Cops Excel In Computer Forensics Unit

It’s easier to turn a cop into a geek than a geek into a cop.


Time progresses and many things in life may change but, for the most part, crime remains constant. Law enforcement agencies must pursue new and different ways to combat the crimes that plague their communities, and they must continually acquire new knowledge and skills to do so. With the advent of computers and the evolution of technology that has unfolded, over time, opportunities for more sophisticated means and methods of committing crimes have resulted. Consequently, law enforcement agencies must be cognizant of the need to implement specialized units with personnel trained and equipped to investigate and handle these new challenges that interface with various facets of crime through technological advances.

The Arlington County (Virginia) Police Department, on the outskirts of the nation's capitol, is one department that has done just that. The Computer Forensic Unit (CFU) was established approximately 12 years ago and serves as a support unit. It has played a critical role in solving diverse crimes. The unit is involved in the collection and analysis of digital media including computers, cell phones, digital cameras, digital storage devices, thumb-drives and other technological devices for evidence pertaining to a variety of cases. The unit has often worked cases that include stalking, homicides, suicides, child pornography, domestic violence and burglaries, among others. The unit is supervised by Sgt. Stuart Ellis and includes Detective Luis Ordonez, Detective Daniel Gillenwater, and Detective Darrel Taber.

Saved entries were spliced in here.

PR #5249, opened 2022-07-28
[HDF5] add LibCURL_jll compat

visr:
Should fix

```
dlopen(/Users/runner/.julia/artifacts/4e3d68673330116b7ef55a34b6d6d405e005fe6d/lib/libhdf5.200.dylib, 1): Library not loaded: @rpath/libcurl.4.dylib
  Referenced from: /Users/runner/.julia/artifacts/4e3d68673330116b7ef55a34b6d6d405e005fe6d/lib/libhdf5.200.dylib
  Reason: Incompatible library version: libhdf5.200.dylib requires version 13.0.0 or later, but libcurl.4.dylib provides version 12.0.0
```

From https://github.com/JuliaIO/HDF5.jl/pull/996

Version 7.73 is the version that julia 1.6 uses:
https://github.com/JuliaLang/julia/blob/v1.6.6/stdlib/LibCURL_jll/Project.toml#L3

Just like #4981

### DIFF
--- a/H/HDF5/build_tarballs.jl
+++ b/H/HDF5/build_tarballs.jl
@@ -76,7 +76,7 @@ products = [
 dependencies = [
     Dependency("Zlib_jll"),
     Dependency("OpenSSL_jll"; compat="1.1.10"),
-    Dependency("LibCURL_jll"),
+    Dependency("LibCURL_jll"; compat="7.73"),
 ]
 
 # Build the tarballs, and possibly a `build.jl` as well.


giordano:
We don't build HDF5, so I don't think this will solve anything.  They're just using a too new libcurl to build hdf5,  sigh

visr:
Oof yes that's unfortunate. Not sure how to proceed. Perhaps better to yank HDF5_jll 1.12.2 quickly?

Would be nice if we could somehow obtain conda builds like hdf5-feedstock but with libcurl set to 7.73.
https://github.com/conda-forge/hdf5-feedstock/blob/main/.ci_support/osx_64_mpinompiopenssl1.1.1.yaml#L19-L20

Not sure how to get them though. I don't think we can ask the conda-forge folks to fix libcurl just for this.

giordano:
> Perhaps better to yank HDF5_jll 1.12.2 quickly?

Yeah

visr:
Closing this, I summarized in https://github.com/JuliaPackaging/Yggdrasil/issues/4511#issuecomment-1198134988.

PR #5253, opened 2022-07-30
Build GLFW with Wayland support

VarLad:
This is a try at building GLFW (latest release version) with Wayland support. 
Here's the Fedora spec for interested people https://src.fedoraproject.org/rpms/glfw/blob/rawhide/f/glfw.spec


VarLad:
This is the repo where I'll try building for git version of GLFW. 
This repo is not for merging.

PR #5257, opened 2022-07-30
Update xkbcommon to 1.4.1

VarLad:


X/xkbcommon/build_tarballs.jl
```diff
@@ -3,36 +3,28 @@
...
-    -Dnative-wayland-scanner="/usr/bin/wayland-scanner"
+    -Denable-docs=false
 ninja -j${nproc}
 ninja install
 """
 
 # These are the platforms we will build for by default, unless further
 # platforms are passed in on the command line
-platforms = [p for p in supported_platforms() if Sys.islinux(p)]
+platforms = filter!(p -> arch(p) != "armv6l" && Sys.islinux(p), supported_platforms())
```
staticfloat, line 27: What's the problem with `armv6l` here?

VarLad: From what I remember, we don't have the dependencies on those either.

Issue #4969, opened 2022-06-01
The SLICOT_jll-v5.8 fails to link with Julia 1.8.0


andreasvarga:
Recently the SLICOT library has been updated to v5.8 and the corresponding SLICOT_jll has been generated by courtesy of Ralph Smith. I uploaded the package and it works fine locally with Julia 1.7.2. However, running some CI tests, I got complaints of version incompatibility (see below) (e.g., on Julia ^1.8.0-0 - ubuntu-latest - x64 )

```
 
Run julia --color=yes --project=@. -e 'using Pkg; if VERSION >= v"1.1.0-rc1"; Pkg.build(verbose=true); else Pkg.build(); end'
    Updating registry at `~/.julia/registries/General`
    Updating git-repo `https://github.com/JuliaRegistries/General.git`
ERROR: Unsatisfiable requirements detected for package libblastrampoline_jll [8e850b90]:
 libblastrampoline_jll [8e850b90] log:
 ├─possible versions are: 5.1.0 or uninstalled
 └─found to have no compatible versions left with SLICOT_jll [545525a2]
```
I am not sure what this means, but looking to compatibilities of SLICOT_jll, there is
`libblastrampoline_jll = "3.0.4"`
I wonder if this covers all later versions (e.g., 5.1.0 mentioned above). 

Note that with with Julia 1.7.3 the tests run correctly!

giordano:
Someone should do something like #4770 (for lack of better options at the moment)

RalphAS:
Since this wraps a Fortran library we also have the proliferation of gfortran versions.  Is there any way to avoid combinatorial explosion?

giordano:
Not really, sadly.

andreasvarga:
A question: As I remember, with SLICOT_jll for v5.7, I executed all tests with both Julia 1.7 and 1.8 without problems. What is essentially different now with the version for v5.8?

giordano:
> As I remember, with SLICOT_jll for v5.7, I executed all tests with both Julia 1.7 and 1.8 without problems.

I doubt it, as `SLICOT_jll` `v5.7` was already linking to libblastrampoline.

andreasvarga:
I posted 4 (four) releases of [PeriodicSystems](https://github.com/andreasvarga/PeriodicSystems.jl). 
[...]

PR #5259, opened 2022-08-01
SLICOT 5.8.0, Julia 1.8 compat

mkitti:
> Someone should do something like #4770 (for lack of better options at the moment)

_Originally posted by @giordano in https://github.com/JuliaPackaging/Yggdrasil/issues/4969#issuecomment-1146836975_

I'm "someone".

https://discourse.julialang.org/t/too-many-julia-versions/84538/15?u=mkitti

1. Do we need a version bump to SLICOT 5.8.1 to do this?
2. @andreasvarga can we coordinate a SLICOT 5.8.1 release?

cc: @RalphAS

### DIFF
--- a/S/SLICOT/build_tarballs.jl
+++ b/S/SLICOT/build_tarballs.jl
@@ -4,7 +4,7 @@ using BinaryBuilder, Pkg
 using BinaryBuilderBase: get_addable_spec
 
 name = "SLICOT"
-version = v"5.8.1"
+version = v"5.8.0"
 
 # Collection of sources required to complete build
 # Note to maintainers: extracts from LAPACK are deprecated routines, so probably don't want
--- a/S/SLICOT/build_tarballs.jl
+++ b/S/SLICOT/build_tarballs.jl
@@ -100,7 +100,9 @@ platforms = expand_gfortran_versions(supported_platforms())
 # https://github.com/JuliaPackaging/Yggdrasil/pull/4770
 # Since we need to link to libblastrampoline which has seen multiple
 # ABI-incompatible versions, we need to expand the julia versions we target
-julia_versions = [v"1.7.0", v"1.8.0", v"1.9.0"]
+#julia_versions = [v"1.7.0", v"1.8.0", v"1.9.0"]
+# Focus on Julia v"1.8.0" during debug
+julia_versions = [v"1.8.0"]
 function set_julia_version(platforms::Vector{Platform}, julia_version::VersionNumber)
     _platforms = deepcopy(platforms)
     for p in _platforms
@@ -119,8 +121,9 @@ products = [
 
 # Dependencies that must be installed before this package can be built
 dependencies = [
-    Dependency(get_addable_spec("libblastrampoline_jll", v"3.0.4+0"); platforms=filter(p -> VersionNumber(p["julia_version"]) == v"1.7.0", platforms)),
-    Dependency(get_addable_spec("libblastrampoline_jll", v"5.1.0+0"); platforms=filter(p -> VersionNumber(p["julia_version"]) >= v"1.8.0", platforms)),
+    # Focus on 1.8 during debug
+    #Dependency(get_addable_spec("libblastrampoline_jll", v"3.0.4+0"); platforms=filter(p -> VersionNumber(p["julia_version"]) == v"1.7.0", platforms)),
+    Dependency(get_addable_spec("libblastrampoline_jll", v"5.1.1+1"); platforms=filter(p -> VersionNumber(p["julia_version"]) >= v"1.8.0", platforms)),
     Dependency(PackageSpec(name="CompilerSupportLibraries_jll", uuid="e66e0078-7015-5450-92f7-15fbd957f2ae"))
 ]
 
--- a/S/SLICOT/build_tarballs.jl
+++ b/S/SLICOT/build_tarballs.jl
@@ -1,9 +1,10 @@
 # Note that this script can accept some limited command-line arguments, run
 # `julia build_tarballs.jl --help` to see a usage message.
 using BinaryBuilder, Pkg
+using BinaryBuilderBase: get_addable_spec
 
 name = "SLICOT"
-version = v"5.8.0"
+version = v"5.8.1"
 
 # Collection of sources required to complete build
 # Note to maintainers: extracts from LAPACK are deprecated routines, so probably don't want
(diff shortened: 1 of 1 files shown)


andreasvarga:
OK. So once again my reply tp your proposal.

The best for SLICOT integration would be of course to have compatibility starting with the LTS version, as well as with the current and future versions. I appreciate very much your help in this respect. If necessary, I could produce a version bump to 5.8.1 for SLICOT itself, just to keep the right correspondence between the versions. Is this OK for you?

mkitti:
I'm not sure if compatibility with Julia 1.6 is possible at this point since I think the version mechanism depends on new functionality, but I would be happy to corrected.

andreasvarga:
This was only a wishful thinking of me (not important for further developments).

RalphAS:
Thanks for picking this up.  You might have a new record for the number of tarballs.

Julia v1.6 would need a different approach because libblastrampoline was only partly integrated.  It could be difficult to keep the versioning in order with the two builds in parallel.

RalphAS:
Now I've remembered why I didn't do this earlier: the builds should really be sorted by version of libblastrampoline rather than version of Julia, and I didn't figure out a simple way to do that.

andreasvarga:
Sorry for my ignorance, but what follows now? In the meantime, I have troubles even registering under Julia v1.7 (see [#68456](https://github.com/JuliaRegistries/General/issues/68456)).

giordano:
This is failing to build.  If someone could debug this, that'd be much appreciated.

RalphAS:
The linker is failing to find libblastrampoline.  It seems to be looking in /workspace/destdir/lib which it gets as the shell variable `${libdir}`.  Has there been a relevant recent change in BinaryBuilder?

giordano:
No

mkitti:
It is only failing to find libblastrampoline on certain platform triples.

mkitti:
The Julia 1.7 builds succeed. Thr Julia 1.8 and Julia 1.9 builds fail.

andreasvarga:
For Julia 1.7 v3.0.4 of blastrampoline is used, which is OK. For Julia 1.8 and 1.9, version v5.1.0 is used and not the last available version v5.1.1. I wonder if this is a problem. Moreover, for 1.8 and 1.9, version v3.0.4 is also mentioned in the script. I can not figure out what effect this may have.

mkitti:
OK, I will try that.

Also do you have any plans to release a SLICOT 5.8.1. This will be released as 5.8.1 and it would be nice to keep the versions synchronized.

andreasvarga:
I observed that the last call to generate the binaries contains a dependency to julia 1.7. Is this a lower limit on the version or it must be also adapted to various julia versions ?

andreasvarga:
I propose to keep the version of SLICOT as it is now.

mkitti:
At the moment, I believe we still need to bump the version number here in this packaging for Julia 1.7 compat at least.

mkitti:
> I observed that the last call to generate the binaries contains a dependency to julia 1.7. Is this a lower limit on the version or it must be also adapted to various julia versions ?

`julia_compat=v"1.7"` indicates compatibility with Julia versions `[1.7, 2.0)` per https://pkgdocs.julialang.org/v1/compatibility/#Version-specifier-format

giordano:
I'm not entirely sure we need to bump the version number: that's necessary when changing the generated project file (new dependencies, or julia compat), which isn't the case here?  There was a libblastrampoline compat, but that was kinda redundant since libblastrampoline is a stdlib, bound to julia anyway.

mkitti:
[b9a67f0](https://github.com/JuliaPackaging/Yggdrasil/pull/5259/commits/b9a67f032dbdee5abd57a5fcbbab0e865b80cb8f) looks good for 1.8 compat.
* Expanding again to 1.7 and 1.9
* Shoved this package version back to 5.8.0

Let's see if this still works.

mkitti:
CI is green. Version is 5.8.0. Let's go?

S/SLICOT/build_tarballs.jl
```diff
@@ -103,7 +119,8 @@ products = [
 
 # Dependencies that must be installed before this package can be built
 dependencies = [
-    Dependency(PackageSpec(name="libblastrampoline_jll", uuid="8e850b90-86db-534c-a0d3-1478176c7d93"); compat="3.0.4"),
+    Dependency(get_addable_spec("libblastrampoline_jll", v"3.0.4+0"); platforms=filter(p -> VersionNumber(p["julia_version"]) == v"1.7.0", platforms)),
```
mkitti, line 122: Hmm, this line doesn't seem right.

mkitti: Maybe it's fine? What values does `p["julia_version"]` cover?

giordano: https://github.com/JuliaPackaging/Yggdrasil/blob/5a363ee835394b70dcc268fe958f5c8e5cee912b/S/SLICOT/build_tarballs.jl#L103

andreasvarga:
Congratulations and many thanks!

RalphAS:
Don't celebrate too soon; the package doesn't seem to be consistent yet: https://github.com/JuliaRegistries/General/pull/68512
says

> ERROR: Unsatisfiable requirements detected for package libblastrampoline_jll [8e850b90]:
 libblastrampoline_jll [8e850b90] log:
 ├─possible versions are: 5.1.1 or uninstalled
 └─found to have no compatible versions left with SLICOT_jll [545525a2]
   └─SLICOT_jll [545525a2] log:
     ├─possible versions are: 5.7.0-5.8.0 or uninstalled
     └─restricted to versions 5.8.0 by an explicit requirement, leaving only versions 5.8.0

mkitti:
Actually, I'm pretty sure the current issue is due to the previous compat bound for libblastrampoline_jll.

https://github.com/JuliaRegistries/General/pull/68512/files does not attempt to change Compat.toml. So the existing Compat.toml still applies:
https://github.com/JuliaRegistries/General/blob/master/S/SLICOT_jll/Compat.toml

andreasvarga:
This is a similar problem for which I opened an [issue](https://github.com/JuliaRegistries/General/issues/68456) when trying to register a new version of [PeriodicSystems](https://github.com/andreasvarga/PeriodicSystems.jl). This issue has been closed, with the conclusion that 

> AutoMerge always runs with the latest stable Julia, which is currently Julia 1.8. If your package does not support Julia 1.8, it will fail AutoMerge, and you will need to request a manual merge.

However, in our case we are at a lower level (registering the library itself), so I assume if we manage to solve this issue we will solve also [#68456](https://github.com/JuliaRegistries/General/issues/68456) . 

_Just a remark:_ The PR example used as tempate for producing SLICOT_jll was for a package/library `Pfapack`, which apparently was never registered in Julia (only a Python version exists)!

mkitti:
https://github.com/JuliaRegistries/General/pull/68512 has been merged.

Now we need to turn our attention to [PeriodicSystems](https://github.com/andreasvarga/PeriodicSystems.jl) we have compat issues over there now.

mkitti:
https://juliahub.com/ui/Packages/Pfapack_jll/HOmkl/0.1.0+1?page=1 Pfapack_jll is registered by the way.

andreasvarga:
I formulated an [issue](https://github.com/andreasvarga/PeriodicSystems.jl/issues/13) regarding the failure of [PeriodicSystems](https://github.com/andreasvarga/PeriodicSystems.jl) release 0.4.2 on Windows with Julia 1.8 (with Julia 1.7 it works, as well as on Linux). I can easily reproduce the failure locally by using any call involving the wrappers I implemented for several SLICOT routines. Each call crashes Julia (so I can not see the actual error), but from the [CI.log](https://github.com/andreasvarga/PeriodicSystems.jl/actions/runs/3088971504/jobs/4996050657), the error is basically 

```
Exception: EXCEPTION_ACCESS_VIOLATION at 0x0 -- unknown function (ip: 0000000000000000)
in expression starting at D:\a\PeriodicSystems.jl\PeriodicSystems.jl\test\test_pschur.jl:15
unknown function (ip: 0000000000000000)
Allocations: 107208134 (Pool: 107190352; Big: 17782); GC: 43

```

I guess, something is wrong with the generated SLICOT_jll for Windows under Julia 1.8. 

Very gratefull for any idea how to fix this issue.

As a support unit, the detectives often work in conjunction with other divisions in the department as well as detectives in the Special Victims Unit (SVU) who rely on them to obtain vital information they may need for their cases that are time sensitive. The CFU is also part of the U. S. Secret Service Task Force in the Washington D. C. Metropolitan region whose function is to assist respective agencies with the investigation of electronic crimes.

The detectives in the Arlington County Police Department CFU are highly skilled and well trained. For example, Detective Ordonez, a 15-year veteran of the police department with significant street experience, who has been in the unit for 2 ½ years, previously worked as an Electronics Technician for several private companies prior to beginning his career as a police officer. In his current position, he has acquired advanced training. From May - July 2008, Detective Ordonez attended the national Computer Forensics Institute in Hoover, Alabama. This training is a collaborative effort sponsored by the U. S. Secret Service that has a partnership with the National District Attorney's Association and the U. S. Department of Homeland Security to implement this cyber crimes training program for local and state law enforcement, prosecutors, and judges.

"It's a resource multiplier for us," says Michael Stenger, Assistant Director of the U. S. Secret Service. "We put 240 people through it last year and 280 this year," he says. Stenger explains that in addition to offering basic, intermediate, advanced, and refresher training, they also provide equipment to these professionals to utilize in their agencies.

"Having a well trained staff to do computer forensics is an investigative necessity in today's world. Every well staffed police department should be actively engaged in computer forensics. One of the challenges of staffing a CFU is the amount of training and equipment needed to keep the staff in a position to maintain pace with the evolution of changing technology," says Chief Douglas Scott of the Arlington County Police Department. "Chiefs and sheriffs need to carefully choose and screen potential members of a CFU that are willing to commit to this assignment for multiple years because of the extensive training and certifications needed to be successful in the position," he says.